■ **Material for the task**
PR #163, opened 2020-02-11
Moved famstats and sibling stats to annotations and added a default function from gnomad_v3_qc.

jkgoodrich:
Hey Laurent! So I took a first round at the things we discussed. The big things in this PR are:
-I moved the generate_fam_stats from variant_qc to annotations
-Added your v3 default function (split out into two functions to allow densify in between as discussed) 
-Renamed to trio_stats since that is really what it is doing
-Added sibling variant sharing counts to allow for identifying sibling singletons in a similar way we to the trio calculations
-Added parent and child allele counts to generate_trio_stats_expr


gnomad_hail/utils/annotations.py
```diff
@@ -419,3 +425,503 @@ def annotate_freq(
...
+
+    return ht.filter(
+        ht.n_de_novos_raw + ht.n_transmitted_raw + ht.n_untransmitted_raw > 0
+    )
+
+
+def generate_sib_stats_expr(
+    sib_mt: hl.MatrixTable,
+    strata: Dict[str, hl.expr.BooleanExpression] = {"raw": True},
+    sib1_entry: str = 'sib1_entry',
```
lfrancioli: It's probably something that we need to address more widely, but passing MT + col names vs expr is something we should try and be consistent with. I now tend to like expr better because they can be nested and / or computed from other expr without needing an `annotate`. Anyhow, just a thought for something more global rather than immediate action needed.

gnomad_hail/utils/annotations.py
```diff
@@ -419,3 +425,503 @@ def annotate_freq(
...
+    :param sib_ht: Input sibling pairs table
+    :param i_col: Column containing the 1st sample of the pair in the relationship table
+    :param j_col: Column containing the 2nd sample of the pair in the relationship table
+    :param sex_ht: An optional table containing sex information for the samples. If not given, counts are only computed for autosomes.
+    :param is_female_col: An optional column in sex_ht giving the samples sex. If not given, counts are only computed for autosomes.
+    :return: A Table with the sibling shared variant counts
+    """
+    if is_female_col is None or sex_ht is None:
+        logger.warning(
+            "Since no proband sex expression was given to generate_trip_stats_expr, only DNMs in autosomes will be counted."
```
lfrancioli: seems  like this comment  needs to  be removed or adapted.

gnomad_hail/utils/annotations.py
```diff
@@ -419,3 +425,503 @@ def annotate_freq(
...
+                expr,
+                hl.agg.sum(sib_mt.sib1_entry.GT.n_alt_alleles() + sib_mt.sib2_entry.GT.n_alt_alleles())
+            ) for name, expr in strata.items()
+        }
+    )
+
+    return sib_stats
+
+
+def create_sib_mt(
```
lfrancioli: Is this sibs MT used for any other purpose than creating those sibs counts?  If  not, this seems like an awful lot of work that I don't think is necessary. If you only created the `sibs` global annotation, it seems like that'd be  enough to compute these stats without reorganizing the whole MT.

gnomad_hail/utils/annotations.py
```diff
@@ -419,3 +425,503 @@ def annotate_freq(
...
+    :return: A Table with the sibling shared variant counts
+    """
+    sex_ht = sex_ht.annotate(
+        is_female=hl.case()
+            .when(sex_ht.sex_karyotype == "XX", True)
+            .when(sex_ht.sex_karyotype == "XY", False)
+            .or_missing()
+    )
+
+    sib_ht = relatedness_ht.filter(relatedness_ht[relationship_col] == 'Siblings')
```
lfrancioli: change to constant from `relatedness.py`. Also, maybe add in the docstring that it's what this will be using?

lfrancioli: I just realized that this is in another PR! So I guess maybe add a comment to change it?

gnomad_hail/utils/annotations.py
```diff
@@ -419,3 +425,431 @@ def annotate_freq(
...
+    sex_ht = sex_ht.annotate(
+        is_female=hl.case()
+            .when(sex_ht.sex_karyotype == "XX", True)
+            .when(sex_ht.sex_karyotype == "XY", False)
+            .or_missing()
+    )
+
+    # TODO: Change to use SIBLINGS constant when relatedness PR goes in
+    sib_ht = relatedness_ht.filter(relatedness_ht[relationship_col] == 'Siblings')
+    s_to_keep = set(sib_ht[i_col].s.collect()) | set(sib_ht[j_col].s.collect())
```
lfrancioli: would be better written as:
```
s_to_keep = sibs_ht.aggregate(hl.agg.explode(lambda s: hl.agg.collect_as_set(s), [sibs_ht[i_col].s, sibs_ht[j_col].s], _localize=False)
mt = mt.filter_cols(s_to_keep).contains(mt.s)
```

■ **Task to complete**
Answer with one number only, the count of lines in the entries above that hold the string "this".

■ **Task solution**
5